PR #580, opened 2022-10-03
If machine image architecture is nil consider its architecture amd64

acumino:

/area control-plane
/kind bug
/platform azure

If a clusters gets stuck in the deletion before upgradation of  provider-azure extension version to a version which defaults the machineimage architecture field to `amd64` in worker status and if it uses a machine image that is removed from the cloud profile also then shoot deletion will complain that it can't delete shoot cause machine image is found neither in worker status nor in cloud profile of architecture `amd64`.
This PR enhances the `FindMachineImage` in such a way that if the machine image doesn't have an architecture field then it is set to `amd64`.

Fixes #

**Release note**:

```other operator
NONE
```


dkistner (approved):
good catch.
/lgtm

Issue #598, opened 2022-11-17
Handle inconsistent zone naming


timuthy:
**How to categorize this issue?**

/area high-availability
/area control-plane
/kind enhancement
/platform azure

**What would you like to be added**:
A new webhook should be added to the Azure provider extension that reacts on `Pod` creations and mutates node affinities that contain zone information.
The logic is supposed to prefix the zone by the shoot's region, like shown in the following example where the shoot is located in `westeurope`.

Input:

```
spec:
  affinity:
    nodeAffinity:
      requiredDuringSchedulingIgnoredDuringExecution:
        nodeSelectorTerms:
        - matchExpressions:
          - key: topology.kubernetes.io/zone
            operator: In
            values:
            - "2"
```

Output:

```
spec:
  affinity:
    nodeAffinity:
      requiredDuringSchedulingIgnoredDuringExecution:
        nodeSelectorTerms:
        - matchExpressions:
          - key: topology.kubernetes.io/zone
            operator: In
            values:
            - "westeurope-2"
```

**Why is this needed**:
Gardener expects a consistent zone naming across shoot and seed clusters.
When `ManagedSeed` workers are configured  `shoot.spec.provider.workers[].zones`, the very same information is replicated to `seed.spec.provider.zones`. This is furthermore used to add node affinities to control-plane pods in the seed (see [this document](https://github.com/gardener/gardener/blob/master/docs/development/high-availability.md) for more information).

Azure however, has an inconsistent naming in this matter and breaks the expectation. While zones are officially numeric only (`1`, `2`, `3`, ...), the CCM adds a compound of `region + zone` to the related node label, i.e. `topology.kubernetes.io/zone: {region}-{zone}`

Refs (thanks @kon-angelo):
- https://github.com/kubernetes-sigs/cloud-provider-azure/blob/f22ac733d38262af21e13d8b6215fc0cfc5a1633/pkg/provider/azure_zones.go#L163
- https://github.com/kubernetes-sigs/cloud-provider-azure/blob/f22ac733d38262af21e13d8b6215fc0cfc5a1633/pkg/provider/azure_zones.go#L124

PR #602, opened 2022-11-25
add topology webhook

kon-angelo:

/area control-plane
/kind bug
/platform azure

Introduce a pod mutation webhook for pods with inconsistent zone labeling due to CCM adding the zone label prefixed by the region.

Additionally increase the readiness initialDelay check because even with the selectors a pod webhook is slow on startup due to the initial synchronization.

Fixes https://github.com/gardener/gardener-extension-provider-azure/issues/598

**Release note**:

```other operator
Add topology webhook for pods with inconsistent zone labeling due to CCM adding the zone label prefixed by the region.
```


pkg/webhook/topology/mutator.go
```diff
@@ -0,0 +1,115 @@
...
+
+func (m *mutator) InjectClient(client client.Client) error {
+	m.client = client
+	return nil
+}
+
+func (m *mutator) Mutate(ctx context.Context, new, _ client.Object) error {
+	if new == nil {
+		return nil
+	}
```
timuthy, line 51: I think you can skip this check as `nil` is not passed by the generic handler.

pkg/webhook/topology/mutator.go
```diff
@@ -0,0 +1,115 @@
...
+
+	"github.com/gardener/gardener-extension-provider-azure/pkg/azure"
+)
+
+type mutator struct {
+	client client.Client
+	log    logr.Logger
+}
+
+// New initializes a new mutator.
```
timuthy, line 36: Nit: Enhance doc string to tell what this mutator does.

pkg/webhook/topology/add.go
```diff
@@ -0,0 +1,69 @@
...
+	"github.com/gardener/gardener-extension-provider-azure/pkg/azure"
+)
+
+const (
+	// WebhookName the name of the topology webhook.
+	WebhookName = "topology"
+	webhookPath = "topology"
+)
+
+var logger = log.Log.WithName("azure-topology-webhook")
```
timuthy, line 35:
```suggestion
var logger = log.Log.WithName("topology-webhook")
```

pkg/webhook/topology/mutator.go
```diff
@@ -0,0 +1,115 @@
...
+
+	newPod, ok := new.(*v1.Pod)
+	if !ok {
+		return fmt.Errorf("could not mutate: object is not type Pod")
+	}
+
+	gctx := gardenContext.NewGardenContext(m.client, new)
+	cluster, err := gctx.GetCluster(ctx)
+	if err != nil {
+		m.log.Error(err, "failed to mutate resource: %s/%s", new.GetNamespace(), new.GetName())
```
timuthy, line 66: This is no printf style logger, please use named fields instead. You can use the following example:

```
log := m.log.Error("pod", client.ObjectKeyFromObject(newPod))
...
log.Error(err, "failed to mutate resource")
```

pkg/webhook/topology/mutator.go
```diff
@@ -0,0 +1,115 @@
...
+		return err
+	}
+	return m.mutate(ctx, newPod, cluster)
+}
+
+func (m *mutator) mutate(_ context.Context, pod *v1.Pod, cluster *extensions.Cluster) error {
```
timuthy, line 72:
```suggestion
func (m *mutator) mutateNodeAffinity(pod *v1.Pod, cluster *extensions.Cluster) error {
```

timuthy (commented):
Thanks a lot for this PR. In general is looks good, for the rest please see my comments 🙂

pkg/webhook/topology/add.go
```diff
@@ -0,0 +1,69 @@
...
+		Path:     webhookPath,
+		Target:   extensionswebhook.TargetSeed,
+		Types:    types,
+		Webhook:  &admission.Webhook{Handler: handler, RecoverPanic: true},
+		Selector: &metav1.LabelSelector{
+			MatchLabels: map[string]string{
+				v1beta1constants.LabelSeedProvider: azure.Type,
+			},
+		},
+		ObjectSelector: &metav1.LabelSelector{
```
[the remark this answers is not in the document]
kon-angelo: We do have a namespace selector  at line 58 `v1beta1constants.LabelSeedProvider: azure.Type` in addition to the objectSelector. We can keep only the NS selector though if I understand correctly.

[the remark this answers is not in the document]
timuthy: I think it won't harm to add both to the namespace selector?!

pkg/webhook/topology/mutator.go
kon-angelo: Thank you for pointing this out. I proceeded differently and remove the logging because the webhook handler itself logs the errors so there is no need to do it a second time IMO.

pkg/webhook/topology/add.go
```diff
@@ -0,0 +1,65 @@
...
+
+const (
+	// WebhookName the name of the topology webhook.
+	WebhookName = "topology"
+	webhookPath = "topology"
+)
+
+var logger = log.Log.WithName("topology-webhook")
+
+// AddToManager creates a webhook adds the webhook to the manager.
```
timuthy, line 37:
```suggestion
// AddToManager creates a new topology webhook.
```
I saw that it's just copied but actually nothing is added to the manager here. We should rename these functions consistently in a separate PR.

pkg/webhook/topology/mutator.go
```diff
@@ -0,0 +1,113 @@
...
+	"github.com/go-logr/logr"
+	v1 "k8s.io/api/core/v1"
+	"sigs.k8s.io/controller-runtime/pkg/client"
+
+	"github.com/gardener/gardener-extension-provider-azure/pkg/azure"
+)
+
+type mutator struct {
+	client client.Client
+	log    logr.Logger
```
timuthy, line 33: Can you remove the logger if it's not needed?

pkg/webhook/topology/mutator.go
```diff
@@ -0,0 +1,113 @@
...
+		return err
+	}
+	return m.mutateNodeAffinity(newPod, cluster)
+}
+
+func (m *mutator) mutateNodeAffinity(pod *v1.Pod, cluster *extensions.Cluster) error {
+	// probably can be omitted due to the namespace selector
+	if cluster.Seed.Spec.Provider.Type != azure.Type {
+		return nil
+	}
```
timuthy, line 74:
```suggestion
```

I also think it's safe to remove this check 👍

pkg/webhook/topology/add.go
```diff
@@ -0,0 +1,65 @@
...
+//  WITHOUT WARRANTIES OR CONDITIONS OF ANY KIND, either express or implied.
+//  See the License for the specific language governing permissions and
+//  limitations under the License.
+
+package topology
+
+import (
+	extensionswebhook "github.com/gardener/gardener/extensions/pkg/webhook"
+	v1beta1constants "github.com/gardener/gardener/pkg/apis/core/v1beta1/constants"
+	v1 "k8s.io/api/core/v1"
```
rfranzke, line 20:
```suggestion
	corev1 "k8s.io/api/core/v1"
```

pkg/webhook/topology/mutator.go
```diff
@@ -0,0 +1,102 @@
...
+package topology
+
+import (
+	"context"
+	"fmt"
+	"strings"
+
+	gardenContext "github.com/gardener/gardener/extensions/pkg/webhook/context"
+	"github.com/gardener/gardener/pkg/extensions"
+	v1 "k8s.io/api/core/v1"
```
rfranzke, line 24:
```suggestion
	corev1 "k8s.io/api/core/v1"
```

pkg/webhook/topology/mutator.go
```diff
@@ -0,0 +1,102 @@
...
+//  limitations under the License.
+
+package topology
+
+import (
+	"context"
+	"fmt"
+	"strings"
+
+	gardenContext "github.com/gardener/gardener/extensions/pkg/webhook/context"
```
rfranzke, line 22: do not use camel case in import aliases

pkg/webhook/topology/add.go
```diff
@@ -0,0 +1,65 @@
...
+)
+
+var logger = log.Log.WithName("topology-webhook")
+
+// AddToManager creates a webhook adds the webhook to the manager.
+func AddToManager(mgr manager.Manager) (*extensionswebhook.Webhook, error) {
+	logger.Info("Adding webhook to manager")
+
+	types := []extensionswebhook.Type{
+		{Obj: &v1.Pod{}},
```
rfranzke, line 42: This will register a webhook for pods that reacts for both `CREATE` and `UPDATE` operations (ref: https://github.com/gardener/gardener/blob/219d828fcdea81fb3edf13de2736daf81e137923/extensions/pkg/webhook/registration.go#L290-L291). However, we only want to react on `CREATE` (these fields are anyways immutable on `UPDATE`). With this webhook in place, wouldn't we always run in errors when we try to update existing `Pod`s like this and the request gets rejected by the API server? Would it make sense to allow specifying the operations in the extension library for the webhook registration so that we only register the webhook for the `CREATE` rule?

kon-angelo: You can technically work around it I believe by not performing changes on requests where `old != nil`. That's not to say that the library shouldn't be enhanced just that it can be done async - not have it a prerequisite for this PR.

rfranzke: OK, but I don't see such check in the code. Can you also please open an issue in g/g and add a TODO statement here to remove this special handling once the (to-be-opened) g/g issue is fixed?

kon-angelo: > OK, but I don't see such check in the code.

Because I just became aware that it is needed :)  

> Can you also please open an issue in g/g and add a TODO statement here to remove this special handling once the (to-be-opened) g/g issue is fixed?

I added a TODO and a test. I will also open the ticket on g/g and assign myself but I would prefer if  for now we are not dependent on next gardener release for consumption. I think that anyway we would need to scan through our other webhooks after and remove this pattern for updates where it is used.

rfranzke (approved):

timuthy (approved):
/lgtm

PR #613, opened 2022-12-19
Fix topology webhook namespace lookup

kon-angelo:

/area bug
/kind control-plane
/platform azure

Refactors the topology webhook logic. Because of https://github.com/kubernetes/kubernetes/issues/88282 we can not depend on the pod namespace to find out cluster information on CREATE requests. So we refactor the handler to not use g/g library so that we have access to the request namespace and use that to retrieve the cluster. 

In addition we also try to fetch the region from the shoot-info in the case of managed-seeds as a backup.

Fixes #

**Release note**:

```other operator
NONE
```


MartinWeindel (approved):
/lgtm

PR #391, opened 2023-11-15
Enhancements to the form procedures

jegelstaff:
Adding $newEntry boolean flag to On After Save to indicate first saving event
Adding the ability to return false from On Before Save to abort operation
Making On Delete run after deletion but still have the values of the entry from before deletion available


arvinsingla (commented):
You're missing the change in `writeEntry` function in `data.php` that aborts the save when `false` is returned from `onBeforeSave`

This is what I had in mine.
```
if ($element_values === false) { return null; } 
```

PR #393, opened 2023-11-17
Various style, tidy up, problem fixes, primarily highlighted by VSCode

jegelstaff:


jegelstaff:
@tikyon There is a cleanup detail found here, that might affect the Procedures (advanced calculations). Comment is on the relevant line in entriesdisplay.php

modules/formulize/include/entriesdisplay.php
```diff
@@ -4116,12 +4100,12 @@ function formulize_gatherDataSet($settings, $searches, $sort, $order, $frid, $fi
 		print $GLOBALS['xoopsSecurity']->getTokenHTML();
 	}
 
+	$formulize_cachedDataId = null;
```
jegelstaff, line 4103: @tikyon This variable was not set previously. It is now set, so PHP is happier. But since it had no value, nothing would be sent in $_POST['formulize_cachedata']. That is relevant to advanced_calculations (Procedures) because in the class/advancedCalculation.php file, this value is picked up from POST and used to determine the file name of some cached data. Maybe this should have a value?? Except it hasn't for ages and ages and everything is OK? Since you guys work with the procedures more than anyone, your opinion really matters here.

jegelstaff:
Use ?w=1 on the end of the URL to exclude whitespace changes.

jegelstaff:
Note that there are many changes in class/advancedCalculations.php which should be of no consequence, but some are setting values where previously there would be null or nothing, and maybe it will actually make some things work which were being skipped before? So please check it and try it out to see if there's an effect?

tikyon:
The changes related to advancedCalculation.php looks OK to me. I haven't had a chance to test it on OCANDS yet but it run fine on another project.

On a cleanup note, I notice a lot of "Undefined variable $cellRowAddress" for [entriesdisplay.php L1751](https://github.com/jegelstaff/formulize/blob/ff22d31cef7499ecc96354f50cb02c9003b4eb71/modules/formulize/include/entriesdisplay.php#L1751C155-L1751C170) and [1782](https://github.com/jegelstaff/formulize/blob/ff22d31cef7499ecc96354f50cb02c9003b4eb71/modules/formulize/include/entriesdisplay.php#L1782). This creates several `div#cellcontents__{col}` instead of `div#cellcontents_{row}_{col}`. I think one possible solution is to initialize it before L1736 blocks: `$cellRowAddress = $templateVariables['rowNumber'];`

jegelstaff:
Great catch about the $cellRowAddress. That is in Master now and this has been rebased on that.

tikyon:
When column search is used on list screen, the log shows a lot of "Undefined array key '{handleName}'" for any column not part of the filters on [entriesdisplay.php line 936](https://github.com/jegelstaff/formulize/blob/62a9f1b94b1f33fc56f72261b65a155a8615cff7/modules/formulize/include/entriesdisplay.php#L936). If no column search is used, messages "Undefined variable $searches" for L904,909 and combo of "Undefined variable $searches" & "Trying to access array offset on value of type null" for L936 for each column on the screen.

jegelstaff:
Thanks, $searches is now initialized, and we check isset on the handle before the rest of the code in that block

tikyon:
Thanks the $searches update looks good.

When clicking "Show permissions for these groups" button in form's Permissions tab, the log shows several groups of these two lines: 
> Undefined array key {integer}, modules/formulize/admin/save/form_elements_save.php, 91
foreach() argument must be of type array|object, null given, modules/formulize/admin/save/form_elements_save.php, 91

The number of "Undefined array key" lines seem arbitrary depending on the form. {integer} corresponds to element ID.

tikyon:
When loading the relationship setting page, notice a large number of "Undefined variable $criteria, modules/formulize/class/frameworks.php, 248" in the log.

jegelstaff:
> When loading the relationship setting page, notice a large number of "Undefined variable $criteria, modules/formulize/class/frameworks.php, 248" in the log.

This is fixed in master with 7fe59f5

PR #400, opened 2023-12-04
Database model objects

### LINKED ISSUE #576: New data handling API including query layer, based on data models
Data model PR: https://github.com/jegelstaff/formulize/pull/400

This needs revision to include full query layer, awareness of relationships, presentation of raw value vs readable value. Just in time display of things?

jegelstaff:
This is starting from the database model objects by Daniel Ferguson. Various additional logic based on methods in the data handler could be added, as well as methods in the current form handler and application handler, etc.


jegelstaff:
We need two broad additions to the way this works: 

1. We need a way of flipping 'Formulize Awareness' on and off. This would enable injection of permission filters, scoping, etc, so the API only ever returns what people have access to, like getData does now. This would default to ON. And if you turn it OFF then the API would work like the dataHandler class right now which just works directly with all data.

Note that the dataHandler allows arbitrary scope to be provided in many cases, like groups or user IDs. So perhaps what we need is this on/off flag, and an option to inject certain arbitrary scopes if desired.

2. We need a way of flipping 'Database values' on and off, versus human readable values, which is basically what prepValues does right now.

Or really, perhaps, we need a way of easily giving the user access to both. One query but then when you access the data, we need a way the user can choose which version of the data they're working with.

ie:

```
$entry->element_handle;
$entry->readable('element_handle');
```

jegelstaff:
Also critically, we need an option to retrieve data from the form plus its close relations, ie: one hop away in a relationship, like how getData does now. 

```
$form->plus($relationship)->query()
```

PR #401, opened 2023-12-12
Display improvements and token improvements for inline elements in lists

jegelstaff:


jegelstaff:
This is ready except for testing that the checkbox stuff related to swapping UI text and trans is working as expected (and while we're at it, check on radio buttons too, since they were implicated in the prior code changes)

PR #404, opened 2024-01-08
DOCKER: Improvements for additional functionality

arvinsingla:
* Enables [mod_rewrite](https://httpd.apache.org/docs/current/mod/mod_rewrite.html) in the docker apache instance so we support url rewriting and clean urls.
* Adds libzip and php zip extension to support the formulize synchronization feature
* Sets docker-compose restart policy for services to `no`. This prevents the containers from automatically starting locally when the docker engine started.
* Adding libfreetype and Adding freetype and the freetype php extension
* Adds memory_limit.ini file to increase the base php memory limit to 256M

### DIFF
--- a/docker-compose.yaml
+++ b/docker-compose.yaml
@@ -11,9 +11,7 @@ services:
     volumes:
       - .:/var/www/html/
       - ./trust:/var/www/trust
-      - ./docker/php/conf.d/xdebug.ini:/usr/local/etc/php/conf.d/docker-php-ext-xdebug.ini
-      - ./docker/php/conf.d/error_reporting.ini:/usr/local/etc/php/conf.d/error_reporting.ini
-      - ./docker/php/conf.d/memory_limit.ini:/usr/local/etc/php/conf.d/memory_limit.ini
+      - ./docker/php/conf.d/formulize.ini:/usr/local/etc/php/conf.d/formulize.ini
     ports:
       - '8080:80'
     links:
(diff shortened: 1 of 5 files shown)


docker-compose.yaml
```diff
@@ -5,21 +5,22 @@ services:
...
-    restart: 'always'
+    restart: 'no'
     depends_on:
       - mariadb
     volumes:
       - .:/var/www/html/
       - ./trust:/var/www/trust
       - ./docker/php/conf.d/xdebug.ini:/usr/local/etc/php/conf.d/docker-php-ext-xdebug.ini
       - ./docker/php/conf.d/error_reporting.ini:/usr/local/etc/php/conf.d/error_reporting.ini
+      - ./docker/php/conf.d/memory_limit.ini:/usr/local/etc/php/conf.d/memory_limit.ini
```
jegelstaff, line 16: So my only comment is whether it makes sense to have lots of little .ini files or one big one. Seems to me it depends on the number of customizations we're making? If only a few, why not have just one that is our set of minor changes. If many, then perhaps you want to pick and choose under some circumstances and it's easier to edit which collections are included vs editing the .ini directly? This is really a style question probably? Not sure if there's a significant technical reason to suggest one direction or the other.

jegelstaff:
In general, looks good to me. No qualms about merging this.

docker-compose.yaml
arvinsingla: Good point. There's no technical reason for one over the other so I have no issue with consolidating these into a single ini for our overrides.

Aim of the task
Scan the data above for the string "getData" and copy each line where it appears.

Task solution
1. We need a way of flipping 'Formulize Awareness' on and off. This would enable injection of permission filters, scoping, etc, so the API only ever returns what people have access to, like getData does now. This would default to ON. And if you turn it OFF then the API would work like the dataHandler class right now which just works directly with all data.
Also critically, we need an option to retrieve data from the form plus its close relations, ie: one hop away in a relationship, like how getData does now. 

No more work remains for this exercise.